Início do século XX. Contexto histórico mundial marcado pelas grandes guerras. O Brasil passa por transformações na cultura, política e indústria. Na principal cidade do país, jovens querendo destruir a velha arte, que tinha como paradigma à européia, para criar uma forma de expressão artística genuinamente brasileira. Neste cenário, surge um novo estilo de vida bastante conturbado para todos que residem na Pátria Amada.

Nesse mesmo período, na região sul do estado maranhense, alto sertão, mais especificamente no município de Grajaú, nasceu João Viana Guará, aos seis de outubro de 1916. Filho de José Pereira Guará e Amélia Viana Guará ambos residentes ali. Fez os primeiros estudos em sua terra natal, onde, desde cedo, mostrava pendor para as letras.

Durante seus anos escolares, em Grajaú, pouco se sabe da infância do poeta, entretanto, valem as palavras de seu amigo de estudos secundários, Antônio de Oliveira, que o descrevera com bastante maestria: “[…] Sua infância deve ter transcorrido como a de todos os garotos do interior maranhense: armando arapucas para pegar jaós, nambus e perdizes, caçando, de bodoque em punho, pequenos animais e banhando-se nas lagoas e riachos […]”. Por conseguinte, passado essa efemeridade e com o intuito de dar continuidade aos estudos, decide morar em São Luís. Matricula-se na escola Arimatéia Cisne, depois, no Ateneu Teixeira Mendes.

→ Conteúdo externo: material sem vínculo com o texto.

PR #824, opened 2024-02-08
818 fatal not a git repository or any of the parent directories git

### LINKED ISSUE #818: fatal: not a git repository (or any of the parent directories): .git
When downloaded from PyPi, it is no longer a git repository. At some point, we should make sure that the git hash call works properly.

```
fatal: not a git repository (or any of the parent directories): .git
```

AdvancedImagingUTSW:
I tried to address the unnecessary error, as well as the comment to have the `__version__` be dynamic. 

It prioritizes the git hash, if we are in a git repository, since this is more specific. 

If we are not in a git repository (e.g., downloaded form PyPI), then it pulls the version number from the VERSION file.

Wanted to make sure this aligned with your vision of it being dynamic.

### DIFF
--- a/src/navigate/_commit.py
+++ b/src/navigate/_commit.py
@@ -41,31 +41,64 @@ import subprocess
 
 
 def get_git_revision_hash() -> str:
+    """ Get the git commit hash of the current repository.
+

Viana Guará, nessa fase da vida, já escrevia e declamava seus poemas “saudosos” sobre sua distante terra natal, nos encontros que tinha com amigos após as aulas, no Largo do Carmo, onde se reuniam estudantes de várias escolas para conversas compridas na companhia de cigarros e poesias. Consequentemente, após esta época vindoura e ao término do curso ginasial, o poeta percebe que é hora de dar mais um passo em sua vida. Muda-se para Recife, PE, com o intuito de fazer-se advogado. A escolha da instituição universitária é simples: queria adquirir conhecimentos onde alguns dos seus grandes ídolos da literatura nacional haviam estudado ou lecionado – Tobias Barreto, Fagundes Varela, Castro Alves.

Sua terra, infância, costumes, saudades, amigos, o rio e escritores nacionais foram fatores que influenciaram, mais do que nunca, o escritor em sua arte, que se mostra, às vezes, de exaltação: “Grajaú. Velho atalaia dos sertões/ beijando o panorama da cidade/ desliza-se cantando mil corações/ e encerrando o poema da cidade…”, noutras, bem saudosistas “ É triste viver longe/ Enamorado de belezas já fui/ Os passarinhos/ sentem no meu cantar de apaixonado/ muitas saudades dos ditosos ninhos.” Contudo, por ironia do destino, assim como Álvares de Azevedo, principal poeta ultra-romântico brasileiro, nosso conterrâneo tem de interromper o curso de Direito, no terceiro ano, por moléstia. Por conta disso regressa a Grajaú para não mais sair, pois as complicações levaram-no ao falecimento, aos 24 anos de idade.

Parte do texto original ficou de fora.